Task to complete:
Using the data below, return all lines in which "blob" appears.

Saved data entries
PR #20, opened 2023-06-11
Implement `SaveDataArchive::createFile`

Wunkolo:
Based on `ExtSaveDataArchive::createFile`. Gets some games farther that
try to create save-data upon boot.

### DIFF
--- a/src/core/fs/archive_save_data.cpp
+++ b/src/core/fs/archive_save_data.cpp
@@ -5,9 +5,6 @@
 namespace fs = std::filesystem;
 
 FSResult SaveDataArchive::createFile(const FSPath& path, u64 size) {
-	if (size == 0)
-		Helpers::panic("SaveData file does not support size == 0");
-
 	if (path.type == PathType::UTF16) {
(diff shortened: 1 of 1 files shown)


wheremyfoodat (dismissed):
Very nice, any game I should try with this?

Wunkolo:
Currently only tested it with `Picross 3D - Round 2` which creates a `SAVEDATA` file upon first-boot.
Needs this line to be commented out as well:
https://github.com/wheremyfoodat/Panda3DS/blob/fd600a59c164e3730a54e6368642f7da3de1bcd2/src/core/PICA/gpu.cpp#L262

It gets farther in its initialization before halting at [APT:PreloadLibraryApplet](https://www.3dbrew.org/wiki/APT:PreloadLibraryApplet)

wheremyfoodat:
This needs some changes (eg size == 0 is supported on SaveData and some error codes might be wrong). Will try fixing and merging

wheremyfoodat (approved):

PR #22, opened 2023-06-11
Implement more DSP pipe stuff, stub APT::PreloadLibraryApplet for Picross 3D

wheremyfoodat:


Wunkolo:
Can confirm this gets me in!
image

wheremyfoodat:
@Wunkolo Wouldn't it be amazing if we had touch screen support when you click on the bottom screen part, but didn't actually have the bottom screen?

PR #29, opened 2023-06-15
Add `.clang-format`

Wunkolo:
Used the command `clang-format -i tests/**/*.c src/**/*.cpp include/**/*.hpp` to process all of the project's files.
Using the one from [pcsx-redux](https://github.com/grumpycoders/pcsx-redux/blob/main/src/.clang-format)as a basis and then made additional edits to be the _least_ disruptiveto the pre-existing formatting patterns.

Open to additional edits.

### DIFF
--- a/.clang-format
+++ b/.clang-format
@@ -5,10 +5,10 @@ AccessModifierOffset: -2
 TabWidth: 4
 NamespaceIndentation: All
 UseTab: ForContinuationAndIndentation
-AllowShortEnumsOnASingleLine: false
+AllowShortEnumsOnASingleLine: true
 AllowShortCaseLabelsOnASingleLine: true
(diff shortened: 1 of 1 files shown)


wheremyfoodat:
Could you try PRing this without the clang-format -i ** part first? I think it would be easier to ensure clang-format does not break something terribly by doing that and formatting files little by little now and then.

wheremyfoodat (approved):

wheremyfoodat:
Switching the "allow short x in single line" options to true because a lot of code is like this https://github.com/wheremyfoodat/Panda3DS/blob/2e4ae1328ae0c7d336688157eee2891eb0ba2345/include/services/service_manager.hpp#L75-L95

PR #33, opened 2023-06-16
Use `std::span` to pass vertex data

Wunkolo:
Starts utilizing [std::span](https://en.cppreference.com/w/cpp/container/span) to indicate a non-owning view of a contiguous array of elements rather than `T* data, usize count`.

### DIFF
--- a/.clang-format
+++ b/.clang-format
@@ -1,6 +1,6 @@
 BasedOnStyle: Google
 IndentWidth: 4
-ColumnLimit: 120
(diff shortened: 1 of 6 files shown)


wheremyfoodat:
Can you merge current master into this rq

wheremyfoodat (changes requested):
boooomb

wheremyfoodat (approved):
This codebase was greek at first, now it's becoming span-ish
🥁

PR #36, opened 2023-06-16
MMU-accelerated fastmem (Using Duckstation's memory arena impl)

wheremyfoodat:


wheremyfoodat:
> @wheremyfoodat Memory mappings are forced to have a read permission right now, please make it configurable

OK

wheremyfoodat:
After speaking with the author of DS it's probably best to switch to a memory arena like PCSX2's which can properly do things like 4KB granularity pages on Windows

PR #37, opened 2023-06-16
hle: Add proper type for result code

marysaka:
This should clean up all HLE errorcode in the codebase.

I didn't removed Rust::Result as this should be a cleanup for another iteration.

### DIFF
--- a/include/result/result_common.hpp
+++ b/include/result/result_common.hpp
@@ -1,0 +1,206 @@
+#pragma once
+
+#include <climits>
+#include <cstdint>
+#include <type_traits>
+
+namespace Result {
+	enum class HorizonResultLevel : uint32_t {
+		Success = 0,
+		Info = 1,
+		Status = 25,
+		Temporary = 26,
+		Permanent = 27,
+		Usage = 28,
+		Reinitialize = 29,
+		Reset = 30,
+		Fatal = 31,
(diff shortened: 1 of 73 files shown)


wheremyfoodat (approved):
Good to go, I just need to double check the errors once more

include/result/result_common.hpp
```diff
@@ -0,0 +1,206 @@
...
+		static const uint32_t ModuleOffset = DescriptionOffset + DescriptionBits;
+		static const uint32_t SummaryOffset = ModuleOffset + ModuleBits + ReservedBits;
+		static const uint32_t LevelOffset = SummaryOffset + SummaryBits;
+
+		static_assert(DescriptionBits + ModuleBits + SummaryBits + LevelBits + ReservedBits == sizeof(uint32_t) * CHAR_BIT, "Invalid Result size");
+
+		uint32_t m_value;
+
+		constexpr inline uint32_t getBitsValue(int offset, int amount) {
+			return (m_value >> offset) & ~(~0 << amount);
```
wheremyfoodat, line 152: This could use the `getBits<offset, amount>` function @Wunkolo added, though it's understandable if you'd rather not in order to make this part of the codebase "portable" (ie easy to use outside the codebase as well)

PR #38, opened 2023-06-16
misc: Improve kernel syscall checks

marysaka:
Fix some stuffs around.

Based on kernel 11.14

Depends on #37

### DIFF
--- a/include/kernel/kernel.hpp
+++ b/include/kernel/kernel.hpp
@@ -104,6 +104,8 @@ private:
 	std::string getProcessName(u32 pid);
 	const char* resetTypeToString(u32 type);
 
+	int copyStringFromUser(u8 *dst, u32 src, u32 size);
+
 	MAKE_LOG_FUNCTION(log, kernelLogger)
 	MAKE_LOG_FUNCTION(logSVC, svcLogger)
 	MAKE_LOG_FUNCTION(logThread, threadLogger)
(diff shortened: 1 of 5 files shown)


include/kernel/kernel.hpp
```diff
@@ -104,6 +104,8 @@ class Kernel {
 	std::string getProcessName(u32 pid);
 	const char* resetTypeToString(u32 type);
 
+	int copyStringFromUser(u8 *dst, u32 src, u32 size);
```
Wunkolo, line 107: Rather than `int` maybe it's time for `i32`/`i16`/`i8`-types.

wheremyfoodat: Yeah s32 sounds good

src/core/kernel/kernel.cpp
```diff
@@ -162,12 +181,23 @@ void Kernel::getSystemTick() {
...
 
 // Result OutputDebugString(const char* str, s32 size)
-// TODO: Does this actually write an error code in r0 and is the above signature correct?
 void Kernel::outputDebugString() {
 	const u32 pointer = regs[0];
-	const u32 size = regs[1];
+	const s32 size = regs[1];
+
+	if (size < 0 || ~pointer < size) {
+		regs[0] = Result::OS::OutOfRange;
```
wheremyfoodat, line 189: What does the `~pointer < size` do?

marysaka:
I'm not happy about the current PR, I will try to rethink this and open another PR later.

Response:
https://github.com/wheremyfoodat/Panda3DS/blob/fd600a59c164e3730a54e6368642f7da3de1bcd2/src/core/PICA/gpu.cpp#L262
Using the one from [pcsx-redux](https://github.com/grumpycoders/pcsx-redux/blob/main/src/.clang-format)as a basis and then made additional edits to be the _least_ disruptiveto the pre-existing formatting patterns.
Switching the "allow short x in single line" options to true because a lot of code is like this https://github.com/wheremyfoodat/Panda3DS/blob/2e4ae1328ae0c7d336688157eee2891eb0ba2345/include/services/service_manager.hpp#L75-L95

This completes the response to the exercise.